Segment Start: THE DATA
PR #72, opened 2017-11-03
Create dropdown of report versions

MartinEden:
https://vimc.myjetbrains.com/youtrack/issue/VIMC-864

This took about 7 billion years longer than I had hoped, but this gives us a pattern for doing "redirects in response to a user action", which we didn't have before.

Changes to lots of files, but that's mostly just rippling through the fact that `PageProperties` now gives you access to the router. This is from the update to simple react router from [my PR in July](https://github.com/deadlyicon/simple-react-router/pull/7) to enable us to do this kind of stuff!


app/src/main/report/components/Versions/VersionDetails.tsx
```diff
@@ -8,34 +8,41 @@ import {ParameterList} from "../Parameters/ParameterList";
...
-    versionDetails: Version,
-    report: string
+interface PublicProps {
+    onChangeVersion: (version: string) => void;
+}
+
+export interface VersionProps extends RemoteContent, PublicProps {
+    versionDetails: Version;
+    report: string;
+    otherVersions: string[];
```
littledice: I think this shoudl be `allVersions` rather than `otherVersions` right?

app/src/main/report/components/Versions/VersionDetails.tsx
```diff
@@ -8,34 +8,41 @@ import {ParameterList} from "../Parameters/ParameterList";
...
+
+            onChangeVersion: props.onChangeVersion
         };
     }
 
-    renderContent(props: VersionProps) {
-        const p = props;
-        const url = `/reports/${p.report}/versions/${p.versionDetails.id}/all/`;
+    private renderTable(props: VersionProps) {
+        const url = `/reports/${props.report}/${props.versionDetails.id}/all/`;
```
littledice: one failing integration test - this url has changed!

app/src/main/report/components/Versions/ReportVersionSwitcher.tsx
```diff
@@ -0,0 +1,40 @@
...
+        versions.sort((a, b) => b.compareTo(a));
+        const items = versions.map(v => {
+            return <option value={v.id} key={v.id}>
+                {longTimestamp(v.timestamp)}
+            </option>
+        });
+        return <div className={"text-right mb-3 " + styles.versionSwitcher}>
+            Report version &nbsp;
+            <select onChange={this.onSelect} value={this.props.currentVersion}>
+                {items}
```
littledice: Cool, so you went with single line/vanilla html select. The only other place I think we use a select so far is on the download demographics page, where I've styled it with the bootstrap `form-control` class (see https://support.montagu.dide.ic.ac.uk:10443/contribution/Suraratdecha/responsibilities/201708test-2/demographics/). To keep styling consistent, we should either use that class here too, or remove from the demographics page...

Actually the bootstrap class adds a border-radius, which is a little inconsistent with the rest of the site. We should probably move to including Bootstrap's .scss files and compiling them using webpack rather than just including the pre-compiled css. Then we can make proper use of its variables, e.g. setting `$enable-rounded: false` will remove all rounded corners.

app/src/main/report/components/Versions/VersionDetails.tsx
MartinEden: Fixed

app/src/main/report/components/Versions/VersionDetails.tsx
MartinEden: Fixed

app/src/main/report/components/Versions/ReportVersionSwitcher.tsx
MartinEden: It turned out to be really complicated just as it was, so I thought I'd do vanilla select here, and we can always improve the look and feel later. I have added Bootstrap styling as discussed.

MartinEden:
Made changes as suggested. The error you're getting locally is probably because you need to run `npm install` to update simple-react-router. Simple react router handles passing the new router variable in.

littledice:
One failing unit test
Segment End: THE DATA
» **WORK TASK**:
In full and without alteration, write out the data above.

» **RESPONSE AREA**:
PR #72, opened 2017-11-03
Create dropdown of report versions

MartinEden:
https://vimc.myjetbrains.com/youtrack/issue/VIMC-864

This took about 7 billion years longer than I had hoped, but this gives us a pattern for doing "redirects in response to a user action", which we didn't have before.

Changes to lots of files, but that's mostly just rippling through the fact that `PageProperties` now gives you access to the router. This is from the update to simple react router from [my PR in July](https://github.com/deadlyicon/simple-react-router/pull/7) to enable us to do this kind of stuff!


app/src/main/report/components/Versions/VersionDetails.tsx
```diff
@@ -8,34 +8,41 @@ import {ParameterList} from "../Parameters/ParameterList";
...
-    versionDetails: Version,
-    report: string
+interface PublicProps {
+    onChangeVersion: (version: string) => void;
+}
+
+export interface VersionProps extends RemoteContent, PublicProps {
+    versionDetails: Version;
+    report: string;
+    otherVersions: string[];
```
littledice: I think this shoudl be `allVersions` rather than `otherVersions` right?

app/src/main/report/components/Versions/VersionDetails.tsx
```diff
@@ -8,34 +8,41 @@ import {ParameterList} from "../Parameters/ParameterList";
...
+
+            onChangeVersion: props.onChangeVersion
         };
     }
 
-    renderContent(props: VersionProps) {
-        const p = props;
-        const url = `/reports/${p.report}/versions/${p.versionDetails.id}/all/`;
+    private renderTable(props: VersionProps) {
+        const url = `/reports/${props.report}/${props.versionDetails.id}/all/`;
```
littledice: one failing integration test - this url has changed!

app/src/main/report/components/Versions/ReportVersionSwitcher.tsx
```diff
@@ -0,0 +1,40 @@
...
+        versions.sort((a, b) => b.compareTo(a));
+        const items = versions.map(v => {
+            return <option value={v.id} key={v.id}>
+                {longTimestamp(v.timestamp)}
+            </option>
+        });
+        return <div className={"text-right mb-3 " + styles.versionSwitcher}>
+            Report version &nbsp;
+            <select onChange={this.onSelect} value={this.props.currentVersion}>
+                {items}
```
littledice: Cool, so you went with single line/vanilla html select. The only other place I think we use a select so far is on the download demographics page, where I've styled it with the bootstrap `form-control` class (see https://support.montagu.dide.ic.ac.uk:10443/contribution/Suraratdecha/responsibilities/201708test-2/demographics/). To keep styling consistent, we should either use that class here too, or remove from the demographics page...

Actually the bootstrap class adds a border-radius, which is a little inconsistent with the rest of the site. We should probably move to including Bootstrap's .scss files and compiling them using webpack rather than just including the pre-compiled css. Then we can make proper use of its variables, e.g. setting `$enable-rounded: false` will remove all rounded corners.

app/src/main/report/components/Versions/VersionDetails.tsx
MartinEden: Fixed

app/src/main/report/components/Versions/VersionDetails.tsx
MartinEden: Fixed

app/src/main/report/components/Versions/ReportVersionSwitcher.tsx
MartinEden: It turned out to be really complicated just as it was, so I thought I'd do vanilla select here, and we can always improve the look and feel later. I have added Bootstrap styling as discussed.

MartinEden:
Made changes as suggested. The error you're getting locally is probably because you need to run `npm install` to update simple-react-router. Simple react router handles passing the new router variable in.

littledice:
One failing unit test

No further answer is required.